[Saved data entries]

PR #1334, opened 2025-02-15
feat: Add config manager to manage progress bar

### LINKED ISSUE #1264: Allow me to turn off progress notification
### Describe the bug

Image

In this codeblock you can see that I am trying to wrap around `report.metrics.metrics_report()`. However, it always displays the progress bar. Can we turn this off? It makes sense when called directly but it is in the way when I try to build something that wraps around it.

### Steps/Code to Reproduce

Just call `.metrics.metrics_report` on the cross validation report.

### Expected Behavior

Have a flag to turn it off. 

### Actual Behavior

There is no such flag. 

### Environment

```shell
System:
    python: 3.12.6 (main, Sep  6 2024, 19:03:47) [Clang 15.0.0 (clang-1500.1.0.2.5)]
executable: /Users/vincent/Development/probabl/.venv/bin/python3
   machine: macOS-13.4.1-arm64-arm-64bit

Python dependencies:
        skore: 0.6.1
          pip: None
   setuptools: 75.8.0
    diskcache: 5.6.3
      fastapi: 0.115.7
       joblib: 1.4.2
   matplotlib: 3.10.0
        numpy: 2.2.2
       pandas: 2.2.3
       plotly: 5.24.1
      pyarrow: 19.0.0
         rich: 13.9.4
 scikit-learn: 1.6.1
        skops: 0.11.0
      uvicorn: 0.34.0
Selection deleted
```

glemaitre:
closes #1264 

Add a config management functions (i.e. `get_config`, `set_config` and `config_context`) to globally set up some behaviour. We first intend to disable the progress bar globally using this helper.

From scikit-learn, there are corner case to propagate such configuration in parallel processing. We therefore use the same pattern by implementing `Parallel` and `delayed` and propagate our configuration within those function.

### TODO

- [x] We needs to add a test for the `Parallel` and `delayed` functions
- [x] We could test the parallelisation at the same time as the configuration but the fact that `tests` is not a module, it cannot be pickle and therefore, we cannot really test it.

### DIFF
--- a/skore/src/skore/_config.py
+++ b/skore/src/skore/_config.py
@@ -2,7 +2,7 @@
 
 import threading
 import time
-from contextlib import contextmanager as contextmanager
+from contextlib import contextmanager
 
 _global_config = {
     "show_progress": True,
@@ -123,7 +123,8 @@ def config_context(
 def _set_show_progress_for_testing(show_progress, sleep_duration):
     """Set the value of show_progress for testing purposes after some waiting.
 
-    This function show exist in a Python module to be pickable.
+    This function should exist in a Python module rather than in tests, otherwise
+    joblib will not be able to pickle it.
     """
     with config_context(show_progress=show_progress):
         time.sleep(sleep_duration)
--- a/skore/src/skore/_config.py
+++ b/skore/src/skore/_config.py
@@ -1,6 +1,7 @@
 """Global configuration state and functions for management."""
 
 import threading
+import time
 from contextlib import contextmanager as contextmanager
 
 _global_config = {
@@ -117,3 +118,13 @@ def config_context(
         yield
     finally:
         set_config(**old_config)
+
+
+def _set_show_progress_for_testing(show_progress, sleep_duration):
+    """Set the value of show_progress for testing purposes after some waiting.
+
+    This function show exist in a Python module to be pickable.
+    """
+    with config_context(show_progress=show_progress):
+        time.sleep(sleep_duration)
+        return get_config()["show_progress"]
--- a/skore/src/skore/_config.py
+++ b/skore/src/skore/_config.py
@@ -49,8 +49,6 @@ def set_config(
 ):
     """Set global skore configuration.
 
-    .. versionadded:: 0.19
-
     Parameters
     ----------
     show_progress : bool, default=None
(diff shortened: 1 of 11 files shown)


skore/src/skore/_config.py
```diff
@@ -0,0 +1,130 @@
...
+    try:
+        yield
+    finally:
+        set_config(**old_config)
+
+
+def _set_show_progress_for_testing(show_progress, sleep_duration):
+    """Set the value of show_progress for testing purposes after some waiting.
+
+    This function show exist in a Python module to be pickable.
```
auguste-probabl, line 126:
```suggestion
    This function should exist in a Python module to be pickable.
```
I guess?

skore/tests/unit/test_config.py
```diff
@@ -0,0 +1,124 @@
...
+
+
+@pytest.mark.parametrize("backend", ["loky", "multiprocessing", "threading"])
+def test_config_threadsafe_joblib(backend):
+    """Test that the global config is threadsafe with all joblib backends.
+    Two jobs are spawned and sets assume_finite to two different values.
+    When the job with a duration 0.1s completes, the assume_finite value
+    should be the same as the value passed to the function. In other words,
+    it is not influenced by the other job setting assume_finite to True.
+    """
```
auguste-probabl, line 96:
```suggestion
    """Test that the global config is threadsafe with all joblib backends.
    Two jobs are spawned and each sets `show_progress` to two different values.
    When the job with a duration of 0.1s completes, the `show_progress` value
    should be the same as the value passed to the function. In other words,
    it is not influenced by the other job setting `show_progress` to True.
    """
```

skore/tests/unit/test_config.py
```diff
@@ -0,0 +1,124 @@
...
+    show_progresses = [False, True, False, True]
+    sleep_durations = [0.1, 0.2, 0.1, 0.2]
+
+    with ThreadPoolExecutor(max_workers=2) as e:
+        items = [
+            output
+            for output in e.map(
+                _set_show_progress_for_testing, show_progresses, sleep_durations
+            )
+        ]
```
auguste-probabl, line 122:
```suggestion
        items = list(
            e.map(
                _set_show_progress_for_testing, show_progresses, sleep_durations
            )
        )
```

auguste-probabl (approved):
A very welcome change indeed!

The complexity is worth it.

** Work request **
For this exercise, transcribe all the records exactly.

** Task output **
PR #1334, opened 2025-02-15
feat: Add config manager to manage progress bar

### LINKED ISSUE #1264: Allow me to turn off progress notification
### Describe the bug

Image

In this codeblock you can see that I am trying to wrap around `report.metrics.metrics_report()`. However, it always displays the progress bar. Can we turn this off? It makes sense when called directly but it is in the way when I try to build something that wraps around it.

### Steps/Code to Reproduce

Just call `.metrics.metrics_report` on the cross validation report.

### Expected Behavior

Have a flag to turn it off. 

### Actual Behavior

There is no such flag. 

### Environment

```shell
System:
    python: 3.12.6 (main, Sep  6 2024, 19:03:47) [Clang 15.0.0 (clang-1500.1.0.2.5)]
executable: /Users/vincent/Development/probabl/.venv/bin/python3
   machine: macOS-13.4.1-arm64-arm-64bit

Python dependencies:
        skore: 0.6.1
          pip: None
   setuptools: 75.8.0
    diskcache: 5.6.3
      fastapi: 0.115.7
       joblib: 1.4.2
   matplotlib: 3.10.0
        numpy: 2.2.2
       pandas: 2.2.3
       plotly: 5.24.1
      pyarrow: 19.0.0
         rich: 13.9.4
 scikit-learn: 1.6.1
        skops: 0.11.0
      uvicorn: 0.34.0
Selection deleted
```

glemaitre:
closes #1264 

Add a config management functions (i.e. `get_config`, `set_config` and `config_context`) to globally set up some behaviour. We first intend to disable the progress bar globally using this helper.

From scikit-learn, there are corner case to propagate such configuration in parallel processing. We therefore use the same pattern by implementing `Parallel` and `delayed` and propagate our configuration within those function.

### TODO

- [x] We needs to add a test for the `Parallel` and `delayed` functions
- [x] We could test the parallelisation at the same time as the configuration but the fact that `tests` is not a module, it cannot be pickle and therefore, we cannot really test it.

### DIFF
--- a/skore/src/skore/_config.py
+++ b/skore/src/skore/_config.py
@@ -2,7 +2,7 @@
 
 import threading
 import time
-from contextlib import contextmanager as contextmanager
+from contextlib import contextmanager
 
 _global_config = {
     "show_progress": True,
@@ -123,7 +123,8 @@ def config_context(
 def _set_show_progress_for_testing(show_progress, sleep_duration):
     """Set the value of show_progress for testing purposes after some waiting.
 
-    This function show exist in a Python module to be pickable.
+    This function should exist in a Python module rather than in tests, otherwise
+    joblib will not be able to pickle it.
     """
     with config_context(show_progress=show_progress):
         time.sleep(sleep_duration)
--- a/skore/src/skore/_config.py
+++ b/skore/src/skore/_config.py
@@ -1,6 +1,7 @@
 """Global configuration state and functions for management."""
 
 import threading
+import time
 from contextlib import contextmanager as contextmanager
 
 _global_config = {
@@ -117,3 +118,13 @@ def config_context(
         yield
     finally:
         set_config(**old_config)
+
+
+def _set_show_progress_for_testing(show_progress, sleep_duration):
+    """Set the value of show_progress for testing purposes after some waiting.
+
+    This function show exist in a Python module to be pickable.
+    """
+    with config_context(show_progress=show_progress):
+        time.sleep(sleep_duration)
+        return get_config()["show_progress"]
--- a/skore/src/skore/_config.py
+++ b/skore/src/skore/_config.py
@@ -49,8 +49,6 @@ def set_config(
 ):
     """Set global skore configuration.
 
-    .. versionadded:: 0.19
-
     Parameters
     ----------
     show_progress : bool, default=None
(diff shortened: 1 of 11 files shown)


skore/src/skore/_config.py
```diff
@@ -0,0 +1,130 @@
...
+    try:
+        yield
+    finally:
+        set_config(**old_config)
+
+
+def _set_show_progress_for_testing(show_progress, sleep_duration):
+    """Set the value of show_progress for testing purposes after some waiting.
+
+    This function show exist in a Python module to be pickable.
```
auguste-probabl, line 126:
```suggestion
    This function should exist in a Python module to be pickable.
```
I guess?

skore/tests/unit/test_config.py
```diff
@@ -0,0 +1,124 @@
...
+
+
+@pytest.mark.parametrize("backend", ["loky", "multiprocessing", "threading"])
+def test_config_threadsafe_joblib(backend):
+    """Test that the global config is threadsafe with all joblib backends.
+    Two jobs are spawned and sets assume_finite to two different values.
+    When the job with a duration 0.1s completes, the assume_finite value
+    should be the same as the value passed to the function. In other words,
+    it is not influenced by the other job setting assume_finite to True.
+    """
```
auguste-probabl, line 96:
```suggestion
    """Test that the global config is threadsafe with all joblib backends.
    Two jobs are spawned and each sets `show_progress` to two different values.
    When the job with a duration of 0.1s completes, the `show_progress` value
    should be the same as the value passed to the function. In other words,
    it is not influenced by the other job setting `show_progress` to True.
    """
```

skore/tests/unit/test_config.py
```diff
@@ -0,0 +1,124 @@
...
+    show_progresses = [False, True, False, True]
+    sleep_durations = [0.1, 0.2, 0.1, 0.2]
+
+    with ThreadPoolExecutor(max_workers=2) as e:
+        items = [
+            output
+            for output in e.map(
+                _set_show_progress_for_testing, show_progresses, sleep_durations
+            )
+        ]
```
auguste-probabl, line 122:
```suggestion
        items = list(
            e.map(
                _set_show_progress_for_testing, show_progresses, sleep_durations
            )
        )
```

auguste-probabl (approved):
A very welcome change indeed!

The complexity is worth it.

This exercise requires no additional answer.